To that end, the Tour objects to censoring provisions in player agreements with LIV “that have nothing to do with [golfers’] compensation” or aren’t otherwise deserving of concealment. Those provisions include LIV golfers’ use of social media and products with logos when playing LIV events. They also concern apparel obligations, playing commitments for LIV events, opportunity to play in competing events, LIV’s ability to issue player fines or impose other remedies for breaking rules, the duration of LIV contracts and identity of LIV’s lawyers.
The Tour contends that much of what the golfers want sealed has already been disclosed by their attorneys in court, disclosed by journalists or lacks a recognized justification for privacy. For example, the Tour questions how LIV tournament rules and regulations could be considered trade secrets when LIV golfers haven’t treated Tour rules and regulations the same way. Golfers, the tour says, “cannot file a public complaint that repeatedly quotes from the Tour’s regulations and attaches them as an exhibit, while at the same time asking the Court to shield LIV’s corresponding regulations from public view as a purported trade secret.”

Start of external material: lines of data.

Issue #817, opened 2025-05-12
Only public API for constructing DefiniteDescriptorKey or DefinitePublicKey is `from_str(...)`?


philipr-za:
I am using rust-miniscript to work with taproot multi-signature scripts. I have a `Descriptor<String>` which defines the descriptor with a human readable placeholder keys and then I use a Translator with a map I maintain between these Strings and a concrete XOnlyPublicKey. When I apply the Translator I know have a `Descriptor<XOnlyPublicKey>`.

However, now if I want to use a PSBT to construct a transaction spending these inputs I need to the `.update_with_descriptor_unchecked(...)` interface which expects a descriptor of the form `Descriptor<DefiniteDescriptorKey>`.

My problem is how does `rust-miniscript` expect me to turn a `Descriptor<XOnlyPublicKey>` or `Descriptor<PublicKey>` into a `Descriptor<DefiniteDescriptorKey>`?

The only way I could figure out to do it was to serialize my `Descriptor<XOnlyPublicKey>` and use the `FromStr` interface to re-parse it as a `Descriptor<DefiniteDescriptorKey>`.

Similarly `DescriptorPublicKey` doesn't have a way to externally construct its `Single` variant other than with `FromStr`.

It feels like there needs to be an interface for constructing `DefiniteDescriptorKey` and `DescriptorPublicKey` directly from the rust-bitcoin key data structures rather than requiring a serialization-deserialization roundtrip.

PR #818, opened 2025-05-12
Add helpers to convert to DescriptorPublicKey and Descriptor<DefinitePublicKey> data structures

philipr-za:
closes https://github.com/rust-bitcoin/rust-miniscript/issues/817

I added the common cases of converting from `Descriptor<PublicKey>` and `Descriptor<XOnlyPublicKey>` to `Descriptor<DefinitePublicKey>`. Not sure if this is considered too specific but it feels like a use case that will be very common.

### DIFF
--- a/src/descriptor/key.rs
+++ b/src/descriptor/key.rs
@@ -8,7 +8,7 @@ use std::error;
 
 use bitcoin::bip32::{self, XKeyIdentifier};
 use bitcoin::hashes::{hash160, ripemd160, sha256, Hash, HashEngine};
-use bitcoin::key::XOnlyPublicKey;
+use bitcoin::key::{PublicKey, XOnlyPublicKey};
 use bitcoin::secp256k1::{Secp256k1, Signing, Verification};
 
 use crate::prelude::*;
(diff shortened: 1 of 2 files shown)


apoelstra:
In 593709060bf32f35c2d16639fe0f6e83183005c1:

I think this is too specific. You're the first person I've encountered who wound up with `XOnlyPublicKey`s (which is a low level secp256k1 type) and wanted to use it in a PSBT like this.

The `From` impls on the keys themselves are fine.

I agree that it would be nice if we had a `.map_pk` function or something that was a simpler version of `.translate_pk` that assumed the hash types were all the same and that the mapping function were infallible. Then you could do `descriptor.map_pk(DefiniteDescriptorKey::from)`.

philipr-za:
> In [5937090](https://github.com/rust-bitcoin/rust-miniscript/commit/593709060bf32f35c2d16639fe0f6e83183005c1):
> 
> I think this is too specific. You're the first person I've encountered who wound up with `XOnlyPublicKey`s (which is a low level secp256k1 type) and wanted to use it in a PSBT like this.
> 
> The `From` impls on the keys themselves are fine.
> 
> I agree that it would be nice if we had a `.map_pk` function or something that was a simpler version of `.translate_pk` that assumed the hash types were all the same and that the mapping function were infallible. Then you could do `descriptor.map_pk(DefiniteDescriptorKey::from)`.

Fair enough, I will drop those impl's and run rustfmt

philipr-za:
Removed the Descriptor impl's. Had to make the `new` constructor public on `DefiniteDescriptorKey` to allow for the `translate_pk` to work  I left in the unit test to prove the application of these From impl's to the use case in the issue.

apoelstra (approved):
ACK a00c99312c216a61280b7513a3c1f1f12bffa478; successfully ran local tests

apoelstra:
BTW if you want to use this today, can you do a backport PR to the 12.x branch (along with a minor version bump)?

PR #824, opened 2025-06-04
plan: add some clarifying docs

benma:
"The size in bytes of the script sig that" is ambiguous and could refer to the actual scriptSig, exlcuding the varint prefix that indicates its size.

The code comment in witness_size is promoted to the docstring, as its helpful to anyone trying to compute the right size of a transaction.

### DIFF
--- a/src/plan.rs
+++ b/src/plan.rs
@@ -248,7 +248,8 @@ impl Plan {
     /// the script sig weight and the witness weight)
     pub fn satisfaction_weight(&self) -> usize { self.witness_size() + self.scriptsig_size() * 4 }
 
-    /// The size in bytes of the script sig that satisfies this plan
+    /// The size in bytes of the script sig that satisfies this plan, including the size of the
+    /// var-int prefix.
     pub fn scriptsig_size(&self) -> usize {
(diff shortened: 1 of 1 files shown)


apoelstra (approved):
ACK e89e226ec6cfee5985c92a215282c552790f36ba; successfully ran local tests; nice, good call

benma:
@apoelstra speaking of, I just noticed that plan.satisfy() returns the scriptSig as a ScriptBuf, which does not include the var-int prefix, so it's a inconsistent that the size of the var-int prefix is included in sigscript_size(). 

Furthermore, it's not possible to know the size of the scriptsig without the var-int prefix during planning. 

I think it would make sense to offer a function to return the size excluding the var-int prefix. WDYT?

apoelstra:
Oh, yeah, I like this. Definitely agreed that `plan.satisfy().len()` ought to return the same value as `plan.???_size()`.

I am torn between deprecating the version that has the length prefix, or not. (We definitely should not just silently change the behavior of `scriptsig_size()`! We need a new name. Maybe `satisfy_len`?)

PR #592, opened 2023-08-18
Add the planning module (updated PR)

danielabrozzoni:
This PR builds on top of #481, fixing all the review comments.

I didn't squash my last commits on purpose to make review easier, I can squash them before merging if preferred.

PR #826, opened 2025-06-05
plan: remove unused AssetProvider::provider_lookup_tap_control_block_map

benma:
Was not sure if/when/how to implement it, when I noticed it's not needed at all.


apoelstra:
Heh, yeah, strange. This method dates to the original plan PR and AFAICT was never used. https://github.com/rust-bitcoin/rust-miniscript/pull/592

This functionality also doesn't seem to make sense coming from the asset provider (we have methods on `Descriptor` to get taproot-related stuff now), and the doccomment is inconsistent with the actual API.

apoelstra (dismissed):
ACK 42052941e3c43494df97e7d8d195c078a550131b; successfully ran local tests

PR #827, opened 2025-06-11
satisfy: change `lookup_tap_key_spend_sig` to take the public key

### LINKED ISSUE #825: `Satisfier::lookup_tap_key_spend_sig(&self)` should take the pubkey as an argument
https://github.com/rust-bitcoin/rust-miniscript/blob/f023c39a1e69a699c74ecfce742289558375b45e/src/miniscript/satisfy.rs#L38

Compare to AssetProvider in plan.rs:

https://github.com/rust-bitcoin/rust-miniscript/blob/f023c39a1e69a699c74ecfce742289558375b45e/src/plan.rs#L50

Seeing that AssetProvider mirrors Satisfier, they should be consistent, and it seems helpful to include the pubkey in the satisfier function so one can look up the signature based on it.

apoelstra:
There is only one public key possible, but this makes the API more consistent between keyspends and script-spends, and makes it much easier for users who have a key->sig lookup table to implement satisfiers.

Fixes #825


apoelstra (commented):
On 1c2800e2c5eeb96ae779fb5d1f506e6d53bffdd0 successfully ran local tests

apoelstra:
Because this is API-breaking I can't backport it to 12.x. It will be available in rust-miniscript 13.

sanket1729 (approved):
ACK 1c2800e2c5eeb96ae779fb5d1f506e6d53bffdd0.

I am not excited by this change. But I can see how this helps ergonomics. ACK

PR #828, opened 2025-06-20
Various cleanups, mostly around the compiler

apoelstra:
This PR is a grab back of prepatory commits for larger changes. It includes a couple of followups to #815 in the first commits. Then it cleans up some error types and paths.

I don't believe anything in here will be tricky or controversial, though there are API breaks because of the cleaned up error types.


apoelstra:
Need to investigate why jj is not signing these commits.

apoelstra:
I had authored them with the wrong email address set.

apoelstra (commented):
On c317cd7d0cf6089fea33949a145fe32e80d7fd99 successfully ran local tests

apoelstra:
cc @sanket1729 this one is a real PR, but just pinging you in case you missed it.

PR #830, opened 2025-07-02
Properly forbid multipath keys in definite descriptor keys

apoelstra:
This PR essentially just fixes a logic bug in `DefiniteDescriptorKey::new` but involves several commits that just rearrange error types.

I will backport the logic fix without the error refactoring, since for 12.x and earlier we didn't really have error types and were just returning `Error::Unexpected("arbitrary string")` style errors.


sanket1729 (dismissed):
ACK 5df4d5b2ed704857ffc297a3e4e49a59bcde9a6d

PR #832, opened 2025-07-02
backport #830 to rust-miniscript 12.x

apoelstra:
Just the logic fix; the error refactoring doesn't apply.

PR #833, opened 2025-07-02
backport #830 to rust-miniscript 10.x 

apoelstra:
Just the logic fix; the error refactoring doesn't apply.

### DIFF
--- a/Cargo.toml
+++ b/Cargo.toml
@@ -1,6 +1,6 @@
 [package]
 name = "miniscript"
-version = "10.2.1"
+version = "10.2.2"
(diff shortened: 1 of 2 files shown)


apoelstra:
This one is good to go once I have an ACK from you @sanket1729 . The 11.x one I am still hacking on my local CI, but you can see from the range-diff that this PR and #832 are identical, so if one is good then the other should be too.

I will do some followup PRs, maybe tomorrow, which try to fix CI on 9.x, 10.x, 11.x and 12.x, since all these versions are used by software on crates.io.

sanket1729 (approved):
tACK 780d6bc49836751c15150e42e9c795b144fcc018. 

Tested on my local machine on stable.

apoelstra:
Tagged and published.

PR #834, opened 2025-07-03
0.12: fix CI

apoelstra:
Should get us green CI, and pins the nightly compiler version so that it stays green.


apoelstra:
This one should be good to go (though I intend to run my local CI through it in full, which should now pass).

apoelstra (commented):
On 2019e97ba4426f31491fc8dc5e0478383759bc6a successfully ran local tests

PR #884, opened 2025-12-13
Fix: lifted policy produces invalid non-binary AND/OR 

adyshimony:
## Summary

The `normalized()` function in semantic policy was incorrectly flattening nested AND/OR thresholds, producing non-binary `AND`/`OR` which violates the Miniscript spec where these are binary operators (exactly 2 arguments).

## The Bug

When lifting a Miniscript like:
`or_d(pk(Alice),and_v(and_v(v:hash160(H),v:pk(Bob)),older(144)))`

**Step 1 - lift() creates correct binary structure:**
`or(pk(Alice),and(and(hash160(H),pk(Bob)),older(144)))`

**Step 2 - normalized() incorrectly flattens it:**
`or(pk(Alice),and(hash160(H),pk(Bob),older(144)))`
The `AND` now has 3 arguments, which is invalid per the Miniscript spec.

## Root Cause

In `normalized()`, when the parent threshold is an AND and the child is also an AND (or OR/OR), the code was flattening by extending the parent's children with the child's children. 

## The Fix

Remove the flattening logic and always preserve nested Thresh structures. This maintains binary AND/OR as required by the Miniscript spec.  

## Testing

All existing tests pass after the fix.

Added lift_or_d test to verify nested AND/OR remain binary after lift.

It can easily be reproduced by Miniscript Studio [here](https://adys.dev/miniscript#miniscript=or_d(pk(Alice)%2Cand_v(and_v(v%3Ahash160(6c60f404f8167a38fc70eaf8aa17ac351023bef8)%2Cv%3Apk(Bob))%2Colder(144)))) - lift it with the Miniscript ⬆️ button to see that the lifted Policy is flattened by `normalized()`.  Miniscript Studio uses rust-miniscript latest version, 12.0. 
 
Expected:  `or(pk(Alice),and(and(hash160(6c60f404f8167a38fc70eaf8aa17ac351023bef8),pk(Bob)),older(144)))`
  
Rust Miniscript returns:  `or(pk(Alice),and(hash160(6c60f404f8167a38fc70eaf8aa17ac351023bef8),pk(Bob),older(144)))`

### DIFF
--- a/src/policy/mod.rs
+++ b/src/policy/mod.rs
@@ -233,6 +233,8 @@ impl<Pk: MiniscriptKey> Liftable<Pk> for Arc<Concrete<Pk>> {
 mod tests {
     use core::str::FromStr;
 
+    use bitcoin::hashes::hash160;
+
     use super::*;
     #[cfg(feature = "compiler")]
     use crate::descriptor::Tr;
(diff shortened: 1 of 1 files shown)


apoelstra:
I find this LLM output extremely grating to read, and there is no spec for the abstract policy language produced by the `lift` function so I don't see how this can be "out of spec".

apoelstra:
Yeah this "fix" is just wrong.

If you disagree please provide a human response explaining why.

adyshimony:
Sorry but every single line in this description is mine, only the structure was LLM. 
I think it took me 2 hours just to prepare this PR description, first PR here so I really tried to be clear and to provide examples, I’m sorry it came across as the opposite.

Miniscript Lift to Policy creates an expression that is not compiling back, I provided an example and a test.

1- lift() creates correct binary structure:
or(pk(Alice),and(and(hash160(H),pk(Bob)),older(144)))

2 - normalized()  flattens it:
or(pk(Alice),and(hash160(H),pk(Bob),older(144)))
The AND now has 3 arguments, which is not compiling by the library:

Error : "And policy fragment must take 2 arguments"

Does my fix breaks things? 
Maybe the right fix is to support AND with 3 parameters?

apoelstra:
I apologize for my aggressive reply, and I appreciate the effort you put into finding examples. But the heading/paragraph structure, the names of the headings, etc., are written in an LLM tone; the bug description conflates miniscripts and policies; and the "fix" itself simply deletes logic with no commentary about why that logic might have been there.

>Miniscript Lift to Policy creates an expression that is not compiling back,

It sounds like this is the real issue -- that you expect the "semantic policy" produced by `lift` to be a compilable policy. It will not. The "semantic policy" produced by `lift` is a completely different object than the "Miniscript policy" used by the compiler, on the demo website, on Miniscript Studio, etc.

The Tour also insists that much of what the golfers seek to shield consists of materials “highly relevant to the core issues in the litigation”—which centers on LIV golfers’ contention that in exerting control over where and how elite golfers sell their services, the PGA Tour has violated antitrust law. The Tour’s attorneys say LIV contracts, which they maintain are more restrictive than tour contracts, “bear directly on plaintiffs’ antitrust claims” since they shed light on market competition.
Tour attorneys also cite the transcript for a hearing earlier this month when golfers’ attorneys asserted the Tour misunderstood or misstated provisions in LIV contracts and assured that Gooch, Swafford and Jones wouldn’t “show up in their LIV gear” at Tour events. “Now,” the Tour maintains, the golfers “seek to seal the provisions of the LIV agreements bearing on their counsel’s on-the-record statement.”
As Freeman considers the competing arguments on sealing, the case is headed for a lengthy trajectory. A nine-day jury trial is currently scheduled to begin on Jan. 8, 2024, at the Robert F. Peckham Federal Building and U.S. Court in San Jose. The trial date is subject to postponement, a real possibility here given that both sides have retained large and high-priced legal teams that will likely file numerous pretrial and discovery motions. The loser of the trial would likely appeal to the Ninth Circuit, setting off additional years of litigation. The two sides could settle out of court at any point.
It appears that LIV’s ascendency has already made the market for elite golfers’ services more competitive and dynamic. Last week, PGA Tour commissioner Jay Monahan pledged to increase compensation, prizes and other benefits for golfers, while the tour has joined Tiger Woods and Rory McIlroy in launching a tech-heavy league.